Our Exclusive Interview with Top TV Mom Marion Ross
How exciting to be interviewing Mrs. C! I — and an entire generation — grew up with you and felt that you were like a second mother to us! How does it feel to be considered the epitome of TV Mom?
It warms my heart when adults come up to me with tears in their eyes and tell me how happy they are to see me. Then their children come up and don’t know who I am, so I tell them, “Don’t you know that I’m SpongeBob’s grandma?!” That’s the nice thing about Happy Days being on The Hub now — a whole new generation will get to know the show and The Fonz and Richie and all of us.
Why do you think your character resonated so strongly with viewers?
I think that Mrs. C is everybody’s fantasy mother. We all wanted a mom who stayed at home, always looked pretty, only cared about family. She was there to protect Howard from the children — you know, saying, “Be nice to your father.” Meanwhile, she ran everything – but you could never tell. I liked the fact that Howard was the head of the family, so much. Every script taught a lesson and I think it was very valuable to families who were watching with their children. We miss that now.
What would Mrs. C have said was the most challenging part of raising her family?
Simple things – “Oh, you’re not eating your breakfast,” “Your room isn’t clean,” “What time will you be coming home?” Simple problems – “Oh, you’re wearing that to school?” These were simple but universal challenges.
You were raising children of your own while you were filming “Happy Days.” How did you juggle switching between playing “Mom” on the set to being Mom at home?
Being a mom on “Happy Days” was perfect for me because at home I had a daughter and son who were two or three years younger than the children I had on set. I could practice on the show and rehearse small crises that I would have at home a few years later. When they became adults and I’d already been through that on the set, aha! I knew what to do!
Sometimes I would bring my kids to set but they didn’t like it. They would say, “You’re all different. You show us off, introduce us to everybody and then run off and play with your friends.”
My children were both in the show. My son had a part where The Fonz is jumping the shark – he was the boy who ran down the beach saying, “It’s a shark, it’s a shark.” My daughter played a candy striper in a hospital scene.

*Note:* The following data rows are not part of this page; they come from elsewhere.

PR #152, opened 2024-06-04
feat: optimize qos queue trimming with `heap.Init()` (`O(n)`)

denopink:
- 100% test cover for `internal/wrphandlers/qos`
- optimize `priorityQueue.trim()` to remove messages with the lowest qos value while using `trimTieBreaker` breaks any QualityOfService ties during queue trimming
- the compute cost of optimizing `priorityQueue.trim()` will be O(n)

More details on the compute cost of optimizing trim:

When we trim and we're looking to trim the least prioritized messages, then (right before removing messages) we need to call heap.Init() since the prioritization was changed. https://pkg.go.dev/container/heap#Init

The complexity of heap.Init() is O(n). Every time we need to trim, heap.Init() will be called twice (before and after trimming).

So the tax for trimming is: O(n) `[two heap.Init()  calls]` + O(n*log(n)) `[X calls to sort and remove messages from the queue]`

### DIFF
--- a/internal/wrphandlers/qos/options.go
+++ b/internal/wrphandlers/qos/options.go
@@ -51,21 +51,31 @@ func MaxMessageBytes(s int) Option {
 // with the default being to prioritize the newest messages.
 func Priority(p PriorityType) Option {
 	return optionFunc(
-		func(h *Handler) error {
-			// Determine what will be used as a QualityOfService tie breaker.
-			switch p {
-			case NewestType:
-				// Prioritize the newest messages.
-				h.tieBreaker = PriorityNewestMsg
-			case OldestType:
-				// Prioritize the oldest messages.
-				h.tieBreaker = PriorityOldestMsg
-			default:
-				return errors.Join(fmt.Errorf("%w: %s", ErrPriorityTypeInvalid, h.priority), ErrMisconfiguredQOS)
-			}
-
+		func(h *Handler) (err error) {
+			h.tieBreaker, h.trimTieBreaker, err = priority(p)
 			h.priority = p
 
-			return nil
+			return err
 		})
+}
+
+// priority determines which tie breakers are used during normal enqueueing and queue trimming.
+func priority(p PriorityType) (enqueueTieBreaker tieBreaker, trimTieBreaker tieBreaker, err error) {
+	// Determine what will be used as a QualityOfService tie breaker during normal enqueueing and queue trimming.
+	switch p {
+	case NewestType:
+		// Prioritize the newest messages.
+		enqueueTieBreaker = PriorityNewestMsg
+		// Remove the oldest messages during trimming.
+		trimTieBreaker = PriorityOldestMsg
+	case OldestType:
+		// Prioritize the oldest messages.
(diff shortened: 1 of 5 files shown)


internal/wrphandlers/qos/options.go
```diff
@@ -51,21 +51,31 @@ func MaxMessageBytes(s int) Option {
...
+			h.tieBreaker, h.trimTieBreaker, err = priority(p)
 			h.priority = p
 
-			return nil
+			return err
 		})
 }
+
+// priority determines which tie breakers are used during normal enqueueing and queue trimming.
+func priority(p PriorityType) (enqueueTieBreaker tieBreaker, trimTieBreaker tieBreaker, err error) {
```
denopink, line 63: Making this its own function helps with testing.

internal/wrphandlers/qos/priority_queue.go
```diff
@@ -61,19 +67,33 @@ func (pq *priorityQueue) Enqueue(msg wrp.Message) error {
 	return nil
 }
 
+// trim removes messages with the lowest QualityOfService (taking `prioritizeOldest` into account)
+// until the queue no longer violates `maxQueueSize“.
 func (pq *priorityQueue) trim() {
```
denopink, line 71: when we trim and we're looking to trim the least prioritized messages, then (right before removing messages) we need to call heap.Init() since the prioritization was changed. https://pkg.go.dev/container/heap#Init

The complexity of heap.Init() is O(n). Every time we need to trim, heap.Init() will be called twice (before and after trimming).

So the tax for trimming is: O(n) `[two heap.Init()  calls]` + O(n*log(n)) `[X calls to sort and remove messages from the queue]`

internal/wrphandlers/qos/priority_queue.go
```diff
@@ -21,6 +21,12 @@ type priorityQueue struct {
 	queue []item
 	// tieBreaker breaks any QualityOfService ties.
 	tieBreaker tieBreaker
+	// queueInTrimming indicates the queue is actively being trimmed, where messages with the lowest
+	// QualityOfService are prioritize and removed.
```
```suggestion
	// QualityOfService are removed.
```

internal/wrphandlers/qos/priority_queue.go
denopink: I think this is the simplest way we can achieve this while minimizing code changes.

I think the cost of this new trimming code will be small overall because I think the situation where we are trimming often is a very unlikely edge case, it’ll require the xmidt-agent to
- consistently or completely be unable to send messages to xmidt (e.g outage or connectivity issues)
- while also receiving a steady flow of new messages to a already full queued

One way i think we can mitigate this edge case of constantly trimming may be (during a single pass of trimming) to remove stale messages (if any) and if there aren't any stale messages, then the lowest qos message can be removed.

that way we're potentially removing bulks of stale messages rather than removing 1 message at a time during a single pass of trimming

denopink: but if we want to optimize trimming further in the future, I think we can achieve n*log(n) trimming (I have a working version locally but it introduces a bit of code)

As a mom in real life, too, were there times that you changed – or wanted to change — anything in the script because it didn’t ring true to what a mother would do?
I had very little input because the guys were running the show and, actually, it fit me very well. There was never a time when I thought it wasn’t true to life. I did tell Garry Marshall once, “You know, women’s lib is going on so can’t Marion get out of the house?” So they wrote a piece where Marion got a job at Arnolds and it was just terrible! Gary Marshall would then say, “It’s not about you, Marion. It’s about the boys.”
You’ve played a lot of mothers in your career, including the matriarch on the amazing Brooklyn Bridge and, most recently, Sally Field’s not-so-loving mom on one of my favorite shows, Brothers and Sisters. Which one do you relate to most? Which one was the most fun to become?
I loved Brooklyn Bridge, I loved being Sophie Purger — a Polish Jew. It was a real challenge. It was very well written, and a great opportunity!
Tell us a little about your own mom. Was she the model for any of the mothers you’ve portrayed?
My mother was so optimistic, creative, encouraging. She was a teacher so she was always inspiring. She could meet a challenge and say, “How will we solve this?” She was this positive role model who would never let anything defeat you. I’m sure, in my work, I referred to her or at least to all the ‘50s women that we grew up with — that culture of moms who stayed at home. In those days, families only had one car because women didn’t work. So much of their life took place in the home and I used that as my reference.
But for me, it wasn’t so sweet. While doing Happy Days, I was divorced, a single mom. At work, I would play house and let the guys run it. At home, I had to run everything.
How do you think being a mother has changed from Mrs. C’s era to now?
The world is so complex now. When I see little children with headphones watching a TV cartoon all by themselves and not talking to their family, I wonder where this is leading us. I don’t know how to do any of that. At least these young people can do all those computer things for me!